For talking age and whispering lovers made!

……….

And all the village train, from labour free Led up their sports beneath the spreading tree!

………

And still, as each repeated pleasure tired Succeeding sports the mirthful band inspired

………

The swain mistrustless* of his smutted face,

While secret laughter litter’d round the place,

The bashful virgin’s side-long looks of love,

The matron’s glance that would look reprove.

These were thy charms, sweet village/ sports like these.”

ll (13-31)

Goldsmith recreates the atmosphere of the Forest of Arden in Shakespeare’s As You Like It. The poet seems to record the bucolic paradisal scenario of the charming countryside before the process of urbanization/ modernization would destroy it. But the “charms” as depicted (in the lines quoted above) fled away:

“These were the charms- but all these charms are fled.

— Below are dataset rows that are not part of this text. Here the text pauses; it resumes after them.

PR #169, opened 2020-07-01
Fix a bug and improve dircon squatting script 

yminchen:
Fix scaling bugs, rename a variable, use bounding box constraint, scale the cost and provide initial guesses for slack/time variables

### DIFF
--- a/examples/Cassie/run_dircon_squatting.cc
+++ b/examples/Cassie/run_dircon_squatting.cc
@@ -190,10 +190,11 @@ void DoMain(double duration, int max_iter, string data_directory,
     // Kinematic constraints
     int n_kin = double_all_dataset.countConstraints();
     double s_kin_vel = 500;
-    double s_kin_acc = 1000;
+    double s_kin_pos = 1000;
     double s_kin_1 = (FLAGS_is_scale_variable) ? 10.0 : 1.0;
     double s_kin_2 = (FLAGS_is_scale_variable) ? 2.0 : 1.0;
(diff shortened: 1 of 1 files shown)


yminchen:
> What's the effect on benchmark runtime, if any?

Here is what I observed about the solve time:
* Fixing the constraint scaling bug: solve time barely changed
* Using bounding box constraints: slightly decreased
* Scaling the cost: increased by ~50%
* Providing initial guesses for the slack and time variables: decreased by 50~100%

I am not sure why scaling the cost didn't help to improve the solve time in this example

mposa:
> * Scaling the cost: increased by ~50%
So why scale the cost in this PR?

> * Providing initial guesses for the slack and time variables: decreased by 50~100%
100% reduction = instantaneous?

yminchen:
Ah I made some mistakes in the previous comment. I benchmarked solve time more carefully this time and here is the result: 
* Fixing the constraint scaling bug: increased by ~60 seconds
* Using bounding box constraints: decreased slightly
* Providing initial guesses for the slack and time variables: decreased by ~10 seconds
* Scaling the cost: reduced by ~50 seconds
The above changes is listed in order. With a different order, we might get a different solve time result.

Interestingly, the unintentional bug increased the solving speed

mposa:
1/500 is a pretty big scale factor to include if it doesn't actually improve performance. Might be worth dialing it back to see what happens.

yminchen:
Ok, I'll close this PR for now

Sweet smiling village, loveliest of the lawn,

Thy sports are fled, and thy charms wuithdrawn;

But the charms of the rural scenario were evenescent. ‘The tyrant’s hand’ ransacks everything-

Amidst thy bowers the tyrant’s hand* is seen, And Desolation saddens the green:

One only master grasps the whole domain,

And half a tillage stints thy smiling plain.”

L 8(37-40)

A change for the worse takes place. Small peasants are the losers of their farms as one big landlord usurps them all. “The tyrant’s hand” is “The spoiler’s hand”

“Sunk are thy bowers in shapeless ruin all

And the long grass o’ertops the mouldering wall

And trembling, shrinking from the spoiler’s hand Far, far away thy children leave the land”

( ll 47-50)

The veritable paradise that the countryside was, was ruined. The ‘sweet’ village became desolate as the natives left it for good. Depopulation of peasants thus led to the desolation of the village. It surely doesn’t augur well:

Ill fares the land, to hasting ills a prey,

Where wealth accumulates, and men decay. Princes and Lords may flourish, or may fade;

A breath can make them, as a breath has made:

But a bold peasantry, their country’s pride,

When once destroyed, can never be supplied.

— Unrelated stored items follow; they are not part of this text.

PR #172, opened 2020-07-02
DIRCON rework.

mposa:
Rewrites DIRCON code to use new evaluators and an impoved API. In addition, contains two related changes:

-Add friction constraints as options to kinematic evaluators
-Change multibody_utils CreateContext and ModifyContext to take Eigen::Ref, avoiding a small copy operation. Note that this requires manual template declarations, e.g. `CreateContext<double>(...)` as template type cannot be inferred automatically.

This PR introduces one new example, and rewrites two existing examples. **It does not delete the old code or rewrite all examples**, as this should be the product of a later PR once we are happy with the rewrite performance. The examples are:
-(new) systems/trajectory_optimization/dircon/test/passive_constrained_pendulum_dircon.cc: A floating-base acrobot constrained via a WorldPointEvaluator and DistanceEvaluator to behave like a passive pendulum. Tests both evaluator types and quaternion constraints.
-(updated) examples/PlanarWalker/run_gait_dircon.cc 
-(updated) examples/Cassie/run_dircon_squatting.cc

Feedback on the code, API, and examples is all appreciated.

## Caching
I experimented with a more aggressive Systems-based caching mechanism using individual dependencies on `q,v,lambda`, but eventually abandoned it in favor of a more narrowly scoped DIRCON-specific cache for `xdot` calculations only. The more aggressive cache was going to be very difficult to maintain, and essentially required manual determination of sparsity patterns and gradient extraction/creation. 

While there's some room for improvement, `xdot` is definitely the most expensive repeated computation. What this fails to capture, however, is that not every element used in `xdot` requires differentiation w.r.t. all inputs `x,u,lambda`. For instance, the bias terms are independent of `u` and `lambda`, and the mass matrix only depends on `q`. Profiling shows that future improvements to numerical gradient calculations could show benefits.

## Scaling
I noted, as everyone has before me, extreme sensitivity on runtime w.r.t. scaling parameters on the Cassie example, while using SNOPT. I also tried using IPOPT, where the default automatic scaling seemed to render our manual scaling unnecessary. While SNOPT with optimized-scale parameters is ~2x faster, on limited testing I found IPOPT to be more reliable for the squatting example. Note that the example now includes an option to use IPOPT, along with some option settings. For these options, IPOPT did not converge to dual feasibility, but was primal feasible and had stalled progress on improving the cost (achieving the same cost as SNOPT).

---
This change is [Reviewable](https://reviewable.io/reviews/dairlab/dairlib/172)


mposa:
I also found a bug in the old Dircon code, where certain forces were not being included in the dynamics calculations. Specifically, the old code ignored joint damping. Hopefully resolving https://github.com/RobotLocomotion/drake/issues/13476 will make this easier in the future.

multibody/kinematic/distance_evaluator.cc
```diff
@@ -78,37 +90,38 @@ VectorX<T> DistanceEvaluator<T>::EvalFullJacobianDotTimesV(
...
-      pt_A_cast, world, world).translational();
-  VectorX<T> J_B_dot_times_v = plant().CalcBiasSpatialAcceleration(
-      context, drake::multibody::JacobianWrtVariable::kV, frame_B_,
-      pt_B_cast, world, world).translational();
+  VectorX<T> J_A_dot_times_v =
+      plant()
+          .CalcBiasSpatialAcceleration(
+              context, drake::multibody::JacobianWrtVariable::kV, frame_A_,
+              pt_A_cast, world, world)
+          .translational();
```
yangwill, line 115: I think we should be able to use `CalcBiasTranslationalAcceleration()` in place of `CalcBiasSpatialAcceleration().translational()`

mposa: Good to know! I missed that one. Fixed in WorldPointEvaluator as well.

multibody/kinematic/kinematic_evaluator.h
```diff
@@ -84,6 +85,28 @@ class KinematicEvaluator {
...
+  const std::vector<int>& active_inds() { return active_inds_; };
+
+  bool is_active(int index) const;
+
+  /// Convert an index, relative to the full index set, to be an active index.
+  /// Returns -1 if the given index is not active
+  int full_index_to_active_index(int full_index) const;
+
+  /// Create a friction cone constraint on the force variables (associated with
+  /// the full Jacboian). Subclasses which might be associated with frictional
```
yangwill, line 97: typo in "Jacobian"

multibody/kinematic/kinematic_evaluator_set.cc
```diff
@@ -271,6 +305,21 @@ int KinematicEvaluatorSet<T>::count_full() const {
...
 }
 
+template <typename T>
+bool KinematicEvaluatorSet<T>::is_active(int index) const {
+  if (index < 0 || index >= count_full()) {
+    return false;
+  }
+  int count = 0;
+  for (const auto& e : evaluators_) {
+    if (index - count >= 0 && index - count < e->num_full()) {
```
yangwill, line 315: This block took a minute to understand - is it worth creating a separate vector that stores whether each line of all the evaluators are active? The only use case I can think of for creating such a vector is to be able to print out which constraints are active, thoughts?

systems/trajectory_optimization/dircon/dircon.cc
```diff
@@ -0,0 +1,843 @@
...
+    // Create and add kinematic constraints
+    //
+    for (int j = 0; j < mode.num_knotpoints(); j++) {
+      // Position constraints if type is All
+      if (mode.get_constraint_type(j) == KinematicConstraintType::kAll) {
+        VectorXd lb = VectorXd::Zero(mode.evaluators().count_active());
+        VectorXd ub = VectorXd::Zero(mode.evaluators().count_active());
+
+        // If we are in the first knotpoint, do not constrain the position of
+        // any constraints that overlap with the o avoirevious mode, as such a
```
yangwill, line 162: Typo? seems like a bad find/replace

systems/trajectory_optimization/dircon/dircon.h
```diff
@@ -0,0 +1,221 @@
...
+      const drake::solvers::MathematicalProgramResult& result) const override;
+
+  /// Get the state trajectory at the solution as a
+  /// %drake::trajectories::PiecewisePolynomialTrajectory%.
+  drake::trajectories::PiecewisePolynomial<double> ReconstructStateTrajectory(
+      const drake::solvers::MathematicalProgramResult& result) const override;
+ 
+  /// Get the state samples by mode, as a matrix. Each column corresponds to
+  /// a knotpoint.
+  Eigen::MatrixXd GetStateSamplesByMode(
```
yangwill, line 55: Cool this looks like exactly what I wanted!

yangwill:
Only made if about halfway through the review, will continue tomorrow.

systems/trajectory_optimization/dircon/dircon.cc
```diff
@@ -0,0 +1,843 @@
...
+          break;
+        }
+      }
+    }
+
+    //
+    // Create and add collocation constraints
+    //
+    int cache_size = 1000;
+    cache_.push_back(
```
yangwill, line 135: Have you tested different cache sizes? Does 1000 seem to be the sweet spot? If so, maybe make it a constant? If not, add an option to adjust it.

systems/trajectory_optimization/dircon/dircon_mode.h
```diff
@@ -0,0 +1,231 @@
...
+  };
+
+  /// Declare that quaternion constraints at the given knotpoint_index are not
+  /// to be included. This is useful if the quaternion configuration is already
+  /// constrained via another mechanism.
+  void SkipQuaternion(int knotpoint_index);
+
+  bool IsSkipQuaternion(int knotpoint_index) const;
+
+  /// Count the nubmer of relative constraints
```
yangwill, line 58: typo

systems/trajectory_optimization/dircon/dircon_mode.h
```diff
@@ -0,0 +1,231 @@
...
+
+  /// Gets the map of non-unitary scales for the kinematic acceleration
+  /// constraints. Note, unlike GetKinAccelerationScale, indices in the map
+  /// refer to the complete KinematicEvaluatorSet, not a specific
+  /// KinematicEvaluator.
+  const std::unordered_map<int, double>& GetKinAccelerationScale() const {
+    return kin_acceleration_scale_;
+  };
+
+  /// Get the cost on force regularization. Defaults to 1e-4
```
yangwill, line 162: 1e-4 doesn't match the default value used in the constructor

systems/trajectory_optimization/dircon/dircon_mode.h
```diff
@@ -0,0 +1,231 @@
...
+
+  const multibody::KinematicEvaluatorSet<T>& evaluators_;
+  const int num_knotpoints_;
+  const double min_T_;
+  const double max_T_;
+  const double force_regularization_;
+  double mu_;
+  std::set<int> relative_constraints_;
+  std::set<int> skip_quaternion_;
+  std::unordered_map<int, KinematicConstraintType> reduced_constraints_;
```
yangwill, line 195: It's not immediately clear what this is from the variable name.

examples/Cassie/run_dircon_squatting.cc
```diff
@@ -106,176 +109,178 @@ void DoMain(double duration, int max_iter, string data_directory,
...
-  double_all_options.setConstraintRelative(1, true);
-  double_all_options.setConstraintRelative(3, true);
-  double_all_options.setConstraintRelative(5, true);
-  double_all_options.setConstraintRelative(6, true);
-  double_all_options.setConstraintRelative(8, true);
+  auto double_support =
+      DirconMode<double>(evaluators, num_knotpoints, min_T, max_T);
+  double_support.set_mu(mu);
+  // Set x-y coordinates as relative
+  double_support.MakeConstraintRelative(0, 0);  // left_toe, x
```
yangwill, line 160: In case someone wants to use this as a reference for creating a DIRCON problem, it might be useful to use the index returned from `evaluators.add_evaluator(&left_toe_eval)` for the first argument.

multibody/kinematic/kinematic_evaluator_set.cc
mposa: Like you said, I think that's the only real use case. I'd worry a little about ensuring that the vector stays synchronized. For instance, it could not be a property of the `Set` since the individual `Evaluators` can be updated without the `Set` knowing. I added a comment to explain what the code is doing. Let me know if that helps.

systems/trajectory_optimization/dircon/dircon.cc
mposa: I'll set it intelligently. A safe number is equal to the number of decision variables (plus 1) for numerical gradients.

examples/Cassie/run_dircon_squatting.cc
mposa: Good idea.

multibody/kinematic/kinematic_evaluator.h
```diff
@@ -72,17 +76,35 @@ class KinematicEvaluator {
...
+  int full_index_to_active_index(int full_index) const;
 
-  int num_active() const {
-    return num_active_;
-  }
+  /// Create a friction cone constraint on the force variables (associated with
+  /// the full Jacobian). Subclasses which might be associated with frictional
+  /// contact should implement this method.
+  virtual std::shared_ptr<drake::solvers::Constraint>
+  CreateConicFrictionConstraint(double mu) const {
```
yminchen, line 97: Is there going to be another evaluator that has friction constraint? If not, should we move the friction constraint methods to WorldPointEvaluator?

yminchen:
I was hoping to find a clean-ish implementation of a caching system for our numerical differentiation. And not surprising, it doesn't look clean... (especially because dircon is templated) Below is what I came up with. 

I think we are only using Drake's context to cache forward kinematics elements, J and JdotV, so the robot's state `x` is the only cache dependency here. Assuming this is true, we can create `n_x + 1` number of `Context` for each knot point. 
Dircon constructor could look like:
```
// Loop over all modes
for (int i_mode = 0; i_mode < num_modes(); i_mode++) {
  ...
 
  //
  // Create context elements 
  //
  if (typeid(T) == typeid(drake::AutoDiffXd)) {
    // create 1 context per knot point
  } else if (typeid(T) == typeid(double)) {
    // create n_x + 1 context per knot point
  } else {
    DRAKE_UNREACHABLE();
  }
  
  ...
}

```
To handle the cache dependency for numerical differentiation, I think we can create a class derived from `NonlinearConstraint`, and we override the `DoEval` where we compute gradient numerically. The new constraint class takes in `dependent_input_inds` which tells the location of `x` (or `x`'s) in the constraint input. And we add a virtual method `EvaluateConstraintWithCache` which is similar to `EvaluateConstraint` except for an extra input which tells the derived class which `context` it should use among `n_x + 1` contexts.  
```
NonlinearConstraintWithCache<T>::NonlinearConstraintWithCache(
    int num_constraints, int num_vars, const VectorXd& lb, const VectorXd& ub,
    const std::set<int> dependent_input_inds, const std::string& description)
    : NonlinearConstraint(num_constraints, num_vars, lb, ub, description) {
  // DRAKE_DEMAND each element of dependent_input_inds < num_vars

  // Create the complement of dependent_input_inds
}

// NonlinearConstraintWithCache has a pure virtual function
// EvaluateConstraintWithCache(const Eigen::Ref<const drake::VectorX<T>>& x,
//                             int cache_id, drake::VectorX<T>* y)

template <>
void NonlinearConstraintWithCache<double>::DoEval(
    const Eigen::Ref<const AutoDiffVecXd>& x, AutoDiffVecXd* y) const {
  MatrixXd original_grad = drake::math::autoDiffToGradientMatrix(x);

  // forward differencing
  VectorXd x_val = drake::math::autoDiffToValueMatrix(x);
  VectorXd y0, yi;
  EvaluateConstraintWithCache(x_val, 0, &y0);

  MatrixXd dy = MatrixXd(y0.size(), x_val.size());
  for (int idx = 0; idx < dependent_input_inds.size(); idx++) {
    x_val(dependent_input_inds(idx)) += eps_;
    EvaluateConstraintWithCache(x_val, idx, &yi);
    x_val(dependent_input_inds(idx)) -= eps_;
    dy.col(dependent_input_inds(idx)) = (yi - y0) / eps_;
  }
  for (int idx = 0; idx < complement_of_dependent_input_inds.size(); idx++) {
    x_val(complement_of_dependent_input_inds(idx)) += eps_;
    EvaluateConstraintWithCache(x_val, 0, &yi);
    x_val(complement_of_dependent_input_inds(idx)) -= eps_;
    dy.col(complement_of_dependent_input_inds(idx)) = (yi - y0) / eps_;
  }

  // Profiling identified dy * original_grad as a significant runtime event,
  // even though it is almost always the identity matrix.
  if (original_grad.isIdentity(1e-16)) {
    *y = drake::math::initializeAutoDiffGivenGradientMatrix(y0, dy);
  } else {
    *y = drake::math::initializeAutoDiffGivenGradientMatrix(y0,
                                                            dy * original_grad);
  }

  this->ScaleConstraint<AutoDiffXd>(y);
}

```   
We can pass `std::vector<Context>` into `DirconCollocationConstraint`, `ImpactConstraint` and `CachedAccelerationConstraint` to avoid calling two versions of constructor for double and autodiff. 
Haven't thought through all the details but just to present an idea here

yminchen:
> _[multibody/kinematic/kinematic_evaluator_set.cc, line 105 at r5](https://reviewable.io/reviews/dairlab/dairlib/172#-MCd8pH1cXoqbutjcezG-r5-105:-MCdTdel-1Am-Uf7gTlD:b-2b36sx) ([raw file](https://github.com/dairlab/dairlib/blob/6b8aa03646d6bfc497cdb6a9250fd4f1bc5fdf63/multibody/kinematic/kinematic_evaluator_set.cc#L105)):_
> Previously, yminchen (Yu-Ming Chen) wrote…
> 
> No, it should be `vdot` from applying chain rule to `phi(q)`
> 
It looks to me that `KinematicEvaluatorSet<T>::CalcTimeDerivativesWithForce` always returns `xdot`. https://github.com/DAIRLab/dairlib/blob/9c8e722/multibody/kinematic/kinematic_evaluator_set.cc#L244
Am I not looking at the correct function? 



> _[multibody/kinematic/world_point_evaluator.cc, line 90 at r5](https://reviewable.io/reviews/dairlab/dairlib/172#-MCd8pH1cXoqbutjcezJ-r5-90:-MCdXM6I0yK9EjR3ROv9:b-sro69l) ([raw file](https://github.com/dairlab/dairlib/blob/6b8aa03646d6bfc497cdb6a9250fd4f1bc5fdf63/multibody/kinematic/world_point_evaluator.cc#L90)):_
> Previously, yminchen (Yu-Ming Chen) wrote…
> 
> It's not included as a bounding box constraint, but implied by the single nonlinear constraint.
> 
> Should we go back to something like the current formulation where `Evaluator.CreateXXFrictionConeConstraint` actually returns a list of constraints?
> 
Yea, returning a list of constraints should be a good solution for now


> 
> _[systems/trajectory_optimization/dircon/dircon.h, line 214 at r5](https://reviewable.io/reviews/dairlab/dairlib/172#-MCd8pH28o2N58JfUNBv-r5-214:-MCdZ-Rw2PHKfNZNmxns:b-7rzf5y) ([raw file](https://github.com/dairlab/dairlib/blob/6b8aa03646d6bfc497cdb6a9250fd4f1bc5fdf63/systems/trajectory_optimization/dircon/dircon.h#L214)):_
> Previously, yminchen (Yu-Ming Chen) wrote…
> 
> Done. I added a getter to a `const Context<T>&`. Does that work? Exposing the pointer seems pointless, unless you see a reason.
> 
Yes that works!

> 
> _[systems/trajectory_optimization/dircon/dircon.cc, line 171 at r5](https://reviewable.io/reviews/dairlab/dairlib/172#-MCd8pH28o2N58JfUNBu-r5-171:-MCdZeMJ2AUezezTo51D:bbkha8z) ([raw file](https://github.com/dairlab/dairlib/blob/6b8aa03646d6bfc497cdb6a9250fd4f1bc5fdf63/systems/trajectory_optimization/dircon/dircon.cc#L171)):_
> Previously, yminchen (Yu-Ming Chen) wrote…
> 
> See if you think the fix to FindActiveUnion resolved this.
> 
The code looks correct, but the variable name should be `row_indices` instead of `union_indices`

multibody/kinematic/kinematic_evaluator_set.cc
```diff
@@ -117,22 +152,54 @@ template <typename T>
...
+    KinematicEvaluatorSet<T> other) const {
+  std::vector<int> row_indices;
   for (int i = 0; i < other.num_evaluators(); i++) {
     if (std::find(evaluators_.begin(), evaluators_.end(),
-        other.get_evaluator(i)) != evaluators_.end()) {
-      union_index.push_back(i);
+                  &other.get_evaluator(i)) != evaluators_.end()) {
+      int start_index = other.evaluator_active_start(i);
+      for (int j = 0; j < other.get_evaluator(i).num_active(); j++) {
+        row_indices.push_back(start_index + j);
```
yminchen, line 198: Returning indices of the full constraint might be better, and I think it's consistent to the rest of the APIs. 

The code probably looks like this: 
```
      int start_index = other.evaluator_full_start(i);
      for (int j = 0; j < other.get_evaluator(i).num_active(); j++) {
        row_indices.push_back(start_index + other.get_evaluator(i).active_inds().at(j));
      }
```

mposa:
Going to merge--but feel free to followup with other comments down the line as you use it.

Goldsmith believes that tampering with tillage and peasantry will incur a permanent national loss. Peasanty, therefore, should not be destroyed or displaced at any cost. The poet regrets that capitalists/ haves who have come into money by trade, buy the land for purpose of pleasure and display by dispossession peasantry.

“But times are altered; trade’s unfeeling train
Usurp the land, and dispossess the swain; Along the lawn, where scatter’d hamlets rose, unwieldy wealth and cumbrous pomp repose;”

The bucolic scenario has undergone a drastic change! The rural spectacle has turned rurarban and would-be urban very soon. The peasants before the process burgeoning began, were very complacent and innocent people. They were ignorant of mercenary motives. They lived apparently calm and quiet lives like the village as described in Gray’s Elegy Written in a Country Churchyard:

“Far from the madding crowd’s ignoble strife

Their sober wishes never learn’d to stray;

Along the cool sequester’d vale of life

They kept the noiseless tenor of their way.”

Goldsmith describes the peasants of Auburn-

“A time there was,……………………..

When every rood of ground maintain’d its man,

For him light Labour spread her wholesome store,

Just gave what life required, but gave no more;

And his best riches, ignorance of wealth.”

The villagers of Auburn and those of the countryside as described in Gray’s Elegy are more or less the same. It is not unusual that Gray and Goldsmith as brilliant contemporaries strike similar notes. The English peasantry, apparently, with its ‘calm desires’ and ‘peaceful’ life-style was not ‘demanding’ by nature. It was self-satisfied by ‘rural mirth and manners’. But the change has destroyed all that was happy, innocent and healthy.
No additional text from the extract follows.